───── Input ─────

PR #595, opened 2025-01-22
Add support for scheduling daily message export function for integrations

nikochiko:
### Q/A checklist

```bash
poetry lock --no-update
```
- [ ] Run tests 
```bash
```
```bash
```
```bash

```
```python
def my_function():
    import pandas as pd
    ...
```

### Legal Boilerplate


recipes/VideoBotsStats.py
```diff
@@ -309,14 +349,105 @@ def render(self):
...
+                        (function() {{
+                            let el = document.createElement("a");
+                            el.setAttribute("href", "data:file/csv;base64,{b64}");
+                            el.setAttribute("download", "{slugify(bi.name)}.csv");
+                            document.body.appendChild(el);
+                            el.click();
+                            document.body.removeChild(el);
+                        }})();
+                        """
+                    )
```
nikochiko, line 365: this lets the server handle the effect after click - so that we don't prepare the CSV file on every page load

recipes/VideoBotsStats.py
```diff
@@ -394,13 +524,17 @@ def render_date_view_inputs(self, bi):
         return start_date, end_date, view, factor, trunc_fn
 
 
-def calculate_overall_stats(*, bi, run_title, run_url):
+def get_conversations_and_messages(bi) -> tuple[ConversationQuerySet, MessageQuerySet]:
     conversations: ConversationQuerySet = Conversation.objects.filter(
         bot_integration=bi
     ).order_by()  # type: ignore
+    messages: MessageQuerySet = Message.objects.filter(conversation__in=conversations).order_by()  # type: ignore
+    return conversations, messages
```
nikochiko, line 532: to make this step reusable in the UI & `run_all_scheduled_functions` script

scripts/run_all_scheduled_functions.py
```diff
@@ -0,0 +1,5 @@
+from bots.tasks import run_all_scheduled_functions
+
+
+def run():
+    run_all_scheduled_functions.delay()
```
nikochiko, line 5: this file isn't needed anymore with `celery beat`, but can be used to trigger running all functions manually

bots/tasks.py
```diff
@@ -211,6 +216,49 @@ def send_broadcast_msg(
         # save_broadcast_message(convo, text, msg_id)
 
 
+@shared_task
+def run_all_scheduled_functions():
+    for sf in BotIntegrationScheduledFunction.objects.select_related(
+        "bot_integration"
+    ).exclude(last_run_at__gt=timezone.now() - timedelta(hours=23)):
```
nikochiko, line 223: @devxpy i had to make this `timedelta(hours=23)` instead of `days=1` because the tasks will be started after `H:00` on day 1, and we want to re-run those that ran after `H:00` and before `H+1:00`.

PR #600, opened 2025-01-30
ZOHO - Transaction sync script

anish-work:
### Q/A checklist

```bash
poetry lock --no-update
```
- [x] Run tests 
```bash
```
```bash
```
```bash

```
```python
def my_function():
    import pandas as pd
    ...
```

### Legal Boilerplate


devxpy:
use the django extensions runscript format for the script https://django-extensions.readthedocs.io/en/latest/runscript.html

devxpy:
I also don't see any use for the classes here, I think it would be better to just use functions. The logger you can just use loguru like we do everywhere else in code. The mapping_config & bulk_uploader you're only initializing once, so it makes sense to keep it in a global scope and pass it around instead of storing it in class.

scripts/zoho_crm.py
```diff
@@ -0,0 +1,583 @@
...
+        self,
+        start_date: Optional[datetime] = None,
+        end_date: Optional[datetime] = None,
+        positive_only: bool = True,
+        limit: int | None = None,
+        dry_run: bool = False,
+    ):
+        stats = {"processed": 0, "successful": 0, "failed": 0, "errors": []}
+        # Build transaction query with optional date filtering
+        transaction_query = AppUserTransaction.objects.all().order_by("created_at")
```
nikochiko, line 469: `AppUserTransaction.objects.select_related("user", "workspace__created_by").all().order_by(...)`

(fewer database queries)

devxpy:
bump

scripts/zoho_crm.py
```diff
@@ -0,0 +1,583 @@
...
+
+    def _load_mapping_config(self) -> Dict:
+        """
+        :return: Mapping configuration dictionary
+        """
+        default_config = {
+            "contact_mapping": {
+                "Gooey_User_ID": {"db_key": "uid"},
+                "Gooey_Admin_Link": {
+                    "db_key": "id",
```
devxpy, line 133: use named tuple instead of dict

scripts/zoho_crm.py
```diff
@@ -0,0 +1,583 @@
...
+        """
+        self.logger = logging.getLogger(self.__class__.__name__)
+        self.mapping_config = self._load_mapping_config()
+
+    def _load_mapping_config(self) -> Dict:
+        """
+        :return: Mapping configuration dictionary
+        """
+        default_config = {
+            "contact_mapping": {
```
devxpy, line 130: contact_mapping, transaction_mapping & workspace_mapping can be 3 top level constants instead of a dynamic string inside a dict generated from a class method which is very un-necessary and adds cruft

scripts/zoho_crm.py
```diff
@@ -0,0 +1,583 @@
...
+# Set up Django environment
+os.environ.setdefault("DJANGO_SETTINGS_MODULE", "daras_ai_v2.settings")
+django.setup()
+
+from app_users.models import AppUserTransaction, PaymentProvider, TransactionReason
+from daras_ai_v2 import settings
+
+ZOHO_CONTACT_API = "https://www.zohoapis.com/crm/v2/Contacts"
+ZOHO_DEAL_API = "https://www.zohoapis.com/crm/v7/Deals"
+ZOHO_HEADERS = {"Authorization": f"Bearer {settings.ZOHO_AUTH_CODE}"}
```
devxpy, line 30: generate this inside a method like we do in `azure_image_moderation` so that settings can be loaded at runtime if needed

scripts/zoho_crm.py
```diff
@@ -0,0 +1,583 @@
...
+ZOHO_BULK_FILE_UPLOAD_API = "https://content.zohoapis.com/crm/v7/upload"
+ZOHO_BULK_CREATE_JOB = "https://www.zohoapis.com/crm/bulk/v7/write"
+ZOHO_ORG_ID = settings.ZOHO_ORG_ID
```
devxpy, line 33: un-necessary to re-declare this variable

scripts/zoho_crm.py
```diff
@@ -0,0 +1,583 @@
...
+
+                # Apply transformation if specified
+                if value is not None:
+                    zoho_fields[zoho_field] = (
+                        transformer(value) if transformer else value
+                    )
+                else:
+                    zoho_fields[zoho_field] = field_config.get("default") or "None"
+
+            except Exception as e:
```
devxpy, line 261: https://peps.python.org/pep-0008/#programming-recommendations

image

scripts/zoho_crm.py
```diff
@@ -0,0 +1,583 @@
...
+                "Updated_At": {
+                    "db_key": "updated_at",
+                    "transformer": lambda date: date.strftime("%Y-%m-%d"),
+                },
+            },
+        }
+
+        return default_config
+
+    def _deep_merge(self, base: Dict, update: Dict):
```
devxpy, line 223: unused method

─────
───── Input ─────

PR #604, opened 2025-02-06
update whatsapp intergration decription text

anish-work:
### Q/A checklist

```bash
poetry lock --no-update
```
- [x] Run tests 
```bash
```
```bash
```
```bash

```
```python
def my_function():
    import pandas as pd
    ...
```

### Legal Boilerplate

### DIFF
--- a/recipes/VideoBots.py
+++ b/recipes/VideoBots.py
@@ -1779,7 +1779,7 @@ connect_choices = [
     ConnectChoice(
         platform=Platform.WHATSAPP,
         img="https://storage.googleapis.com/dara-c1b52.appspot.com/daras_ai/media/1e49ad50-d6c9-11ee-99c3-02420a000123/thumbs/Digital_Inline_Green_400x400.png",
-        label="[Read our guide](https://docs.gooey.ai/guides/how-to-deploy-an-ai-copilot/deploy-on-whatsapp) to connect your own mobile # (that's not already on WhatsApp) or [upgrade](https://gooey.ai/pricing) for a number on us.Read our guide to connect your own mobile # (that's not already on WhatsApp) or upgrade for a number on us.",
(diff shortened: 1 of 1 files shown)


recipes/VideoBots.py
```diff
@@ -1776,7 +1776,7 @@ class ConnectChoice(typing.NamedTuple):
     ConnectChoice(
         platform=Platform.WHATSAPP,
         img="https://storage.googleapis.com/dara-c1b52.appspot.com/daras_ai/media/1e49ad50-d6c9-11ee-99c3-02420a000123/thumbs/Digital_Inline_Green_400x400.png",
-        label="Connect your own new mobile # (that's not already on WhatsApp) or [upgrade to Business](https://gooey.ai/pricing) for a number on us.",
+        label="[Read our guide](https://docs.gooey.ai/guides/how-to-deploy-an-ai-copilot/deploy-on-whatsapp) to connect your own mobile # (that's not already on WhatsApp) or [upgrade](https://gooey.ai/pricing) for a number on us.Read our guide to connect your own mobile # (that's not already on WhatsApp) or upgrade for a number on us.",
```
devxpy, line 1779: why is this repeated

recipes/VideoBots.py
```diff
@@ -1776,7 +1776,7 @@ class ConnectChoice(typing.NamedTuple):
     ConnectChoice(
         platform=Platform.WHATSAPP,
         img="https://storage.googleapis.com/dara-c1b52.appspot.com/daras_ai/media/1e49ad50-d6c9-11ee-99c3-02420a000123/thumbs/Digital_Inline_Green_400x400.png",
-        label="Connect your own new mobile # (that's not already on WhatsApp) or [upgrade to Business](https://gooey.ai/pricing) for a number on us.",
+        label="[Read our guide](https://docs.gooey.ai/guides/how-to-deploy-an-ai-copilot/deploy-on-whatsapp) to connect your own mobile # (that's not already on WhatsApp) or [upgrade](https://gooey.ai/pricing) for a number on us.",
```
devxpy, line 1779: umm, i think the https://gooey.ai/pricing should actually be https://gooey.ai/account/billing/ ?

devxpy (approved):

─────

◆ **What the task requires**
Look above for every line with the word "inside" and copy it.

◆ **Response**
devxpy, line 130: contact_mapping, transaction_mapping & workspace_mapping can be 3 top level constants instead of a dynamic string inside a dict generated from a class method which is very un-necessary and adds cruft
devxpy, line 30: generate this inside a method like we do in `azure_image_moderation` so that settings can be loaded at runtime if needed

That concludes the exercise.